Without skipping anything, transcribe the listing that follows.
·····
PR #1353, opened 2026-07-06
Add task mode and OCS fields to TaskType and AssignedTask

mkangia:
## Product Description

No direct user-facing UI change. 
This adds data-model support for OCS (Open Chat Studio) chatbot-based tasks alongside existing in-app relearn tasks, and exposes the task mode/slug through the mobile API so the app can
distinguish how a task should be delivered.

## Technical Summary

https://dimagi.atlassian.net/browse/CCCT-2550

Best to review by commit
- a small change to use "mode" instead of "type" as suggested by ticket because `task_type.mode` reads well than `task_type.type` when it comes to the choice of the task being ocs or relearn.
- a small refactor to extract "50" limit spread across models into a constant
- date_modified was also added to the AssignedTask model and serializer as requested by the mobile team.

### Safety story

Inherently low-risk, additive-only change

### Labels & Review


commcare_connect/opportunity/api/serializers/mobile.py
```diff
@@ -299,10 +299,21 @@ class Meta:
...
-        fields = ["assigned_task_id", "task_name", "task_description", "status", "due_date", "date_created"]
+        fields = [
+            "assigned_task_id",
+            "task_name",
+            "task_description",
+            "task_mode",
+            "slug",
+            "status",
+            "due_date",
+            "date_created",
```
shubham1g5, line 315: can we also add a `date_modified` to this model and send it to mobile ? Currently there is no way for mobile to know if a task payload has changed since the last time mobile synced these other than comparing every other field in this model and `date_modified` can solve that rather easily for us.

Charl1996 (approved):

Charl1996:
Happy to reapprove once Shubham's suggestion is in.

commcare_connect/opportunity/api/serializers/mobile.py
mkangia: Sure @shubham1g5 

Added date modified.
For existing tasks it's going to be same as the created timestamp. makes sense?

mkangia:
thanks @Charl1996 
that change was more than a simple commit. Requesting another pass on review please.

commcare_connect/opportunity/tests/test_models.py
```diff
@@ -467,8 +467,8 @@ def test_assigned_task_stores_ocs_fields(self):
         assert task.ocs_session_id == "session-1"
 
     def test_assigned_task_date_modified_updates_on_save(self):
-        created_at = datetime.datetime(2026, 1, 1, tzinfo=datetime.timezone.utc)
-        updated_at = datetime.datetime(2026, 1, 2, tzinfo=datetime.timezone.utc)
+        created_at = datetime.datetime(2026, 1, 1, tzinfo=datetime.UTC)
```
Charl1996, line 470: Is there anything different between datetime.timezone.utc and datetime.UTC?

Charl1996 (approved):

commcare_connect/opportunity/api/serializers/mobile.py
shubham1g5: thanks, that sounds good to me.

commcare_connect/opportunity/tests/test_models.py
mkangia: It was something prek was not happy about. 
https://github.com/dimagi/commcare-connect/actions/runs/28869404208/job/85627865098

Claude agreed
> that's prek's pyupgrade hook. The project targets py311.

So seems like a new standard to be followed for updated version of Python.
·····
→ Completed exercise
PR #1353, opened 2026-07-06
Add task mode and OCS fields to TaskType and AssignedTask

mkangia:
## Product Description

No direct user-facing UI change. 
This adds data-model support for OCS (Open Chat Studio) chatbot-based tasks alongside existing in-app relearn tasks, and exposes the task mode/slug through the mobile API so the app can
distinguish how a task should be delivered.

## Technical Summary

https://dimagi.atlassian.net/browse/CCCT-2550

Best to review by commit
- a small change to use "mode" instead of "type" as suggested by ticket because `task_type.mode` reads well than `task_type.type` when it comes to the choice of the task being ocs or relearn.
- a small refactor to extract "50" limit spread across models into a constant
- date_modified was also added to the AssignedTask model and serializer as requested by the mobile team.

### Safety story

Inherently low-risk, additive-only change

### Labels & Review


commcare_connect/opportunity/api/serializers/mobile.py
```diff
@@ -299,10 +299,21 @@ class Meta:
...
-        fields = ["assigned_task_id", "task_name", "task_description", "status", "due_date", "date_created"]
+        fields = [
+            "assigned_task_id",
+            "task_name",
+            "task_description",
+            "task_mode",
+            "slug",
+            "status",
+            "due_date",
+            "date_created",
```
shubham1g5, line 315: can we also add a `date_modified` to this model and send it to mobile ? Currently there is no way for mobile to know if a task payload has changed since the last time mobile synced these other than comparing every other field in this model and `date_modified` can solve that rather easily for us.

Charl1996 (approved):

Charl1996:
Happy to reapprove once Shubham's suggestion is in.

commcare_connect/opportunity/api/serializers/mobile.py
mkangia: Sure @shubham1g5 

Added date modified.
For existing tasks it's going to be same as the created timestamp. makes sense?

mkangia:
thanks @Charl1996 
that change was more than a simple commit. Requesting another pass on review please.

commcare_connect/opportunity/tests/test_models.py
```diff
@@ -467,8 +467,8 @@ def test_assigned_task_stores_ocs_fields(self):
         assert task.ocs_session_id == "session-1"
 
     def test_assigned_task_date_modified_updates_on_save(self):
-        created_at = datetime.datetime(2026, 1, 1, tzinfo=datetime.timezone.utc)
-        updated_at = datetime.datetime(2026, 1, 2, tzinfo=datetime.timezone.utc)
+        created_at = datetime.datetime(2026, 1, 1, tzinfo=datetime.UTC)
```
Charl1996, line 470: Is there anything different between datetime.timezone.utc and datetime.UTC?

Charl1996 (approved):

commcare_connect/opportunity/api/serializers/mobile.py
shubham1g5: thanks, that sounds good to me.

commcare_connect/opportunity/tests/test_models.py
mkangia: It was something prek was not happy about. 
https://github.com/dimagi/commcare-connect/actions/runs/28869404208/job/85627865098

Claude agreed
> that's prek's pyupgrade hook. The project targets py311.

So seems like a new standard to be followed for updated version of Python.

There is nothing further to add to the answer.